◆ Stored records
##########

PR #10225, opened 2020-01-31
Fix Liquid syntax error

traci-morrison:
### Proposed changes
- https://docs.docker.com/ee/ucp/interlock/usage/service-clusters/
- Fixes the Liquid syntax error when staging docs

### Related issues (optional)
- https://docker.atlassian.net/browse/ENGDOCS-328


traci-morrison:
@BillMills @Dawn-Wood PTAL

PR #10226, opened 2020-02-01
Fix missing comma

TribalNightOwl:
### Proposed changes

Added a missing comma.


dHannasch:
Your added comma is definitely an improvement, but might it be better to write "Any boolean values (true, false, yes, no) need to be enclosed in quotes"?

usha-mandya:
Thank you @TribalNightOwl and @dHannasch. :)

PR #10228, opened 2020-02-01
Update overlay.md

### LINKED ISSUE #8038: Re-frame the "secure out of the box" phrase regarding swarm overlay networking
[engine/userguide/networking/overlay-security-model.md](https://docs.docker.com/engine/userguide/networking/overlay-security-model/)

"Docker swarm mode overlay network security model: **Overlay networking for Docker Engine swarm mode comes secure out of the box** ... // You can also encrypt data exchanged between containers on different nodes on the overlay network."

I would like to see this often-repeated (and summarised) phrase "secure out of the box" re-framed so that it is completely clear that it only applies to the activity of swarm nodes exchanging control plane information (use of the secure Gossip protocol) rather than to the general swarm overlay network's data plane, for which encryption must be enabled explicitly.

For example, it is more correct and informative to say "The control plane coordinating overlay networking for Docker Engine swarm mode comes secure out of the box."

It would be better to not have any bold statements from the official documentation that could be read/spoken in isolation (i.e. without wider context) that unintentionally mislead those who read/hear them, especially for security-related matters.

terryburton:
Closes #8038.

### DIFF
--- a/network/overlay.md
+++ b/network/overlay.md
@@ -11,9 +11,9 @@ redirect_from:
 The `overlay` network driver creates a distributed network among multiple
 Docker daemon hosts. This network sits on top of (overlays) the host-specific
 networks, allowing containers connected to it (including swarm service
-containers) to communicate securely. Docker transparently handles routing of
-each packet to and from the correct Docker daemon host and the correct
-destination container.
+containers) to communicate securely when encryption is enabled. Docker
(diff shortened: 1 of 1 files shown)


usha-mandya:
@arkodg Could you PTAL?

usha-mandya:
Thank you @terryburton and @arkodg!

PR #10232, opened 2020-02-04
Docker Machine is no longer installed by default

ivorcummings:
Docker Machine is no longer installed by default along with other Docker products

### Proposed changes

Update machine/install-machine.md to reflect changes to Docker products.


usha-mandya:
@ivorcummings Thanks for updating the documentation.

PR #8135, opened 2019-02-04
Update old apt-get command

RukkiesMan:
### Proposed changes

This tutorial uses the old `apt-get` command. This commit updates that command to the new command `apt`.

PR #10258, opened 2020-02-07
Replace apt-get with apt in install instructions

rangeli:
### Proposed changes

Replaced `apt-get` with `apt` in Ubuntu install instructions.


usha-mandya:
@rangeli Thank you for taking the time to update our docs. Unfortunately, we won't be able to merge your changes due to the reasons mentioned in #8135. Thanks again for your feedback. We hope to see more PRs from you. :)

##########

◆ TASK BRIEF
Please show all lines from the entries that contain the word "arkodg".

◆ ANSWER TO THIS TASK
@arkodg Could you PTAL?
Thank you @terryburton and @arkodg!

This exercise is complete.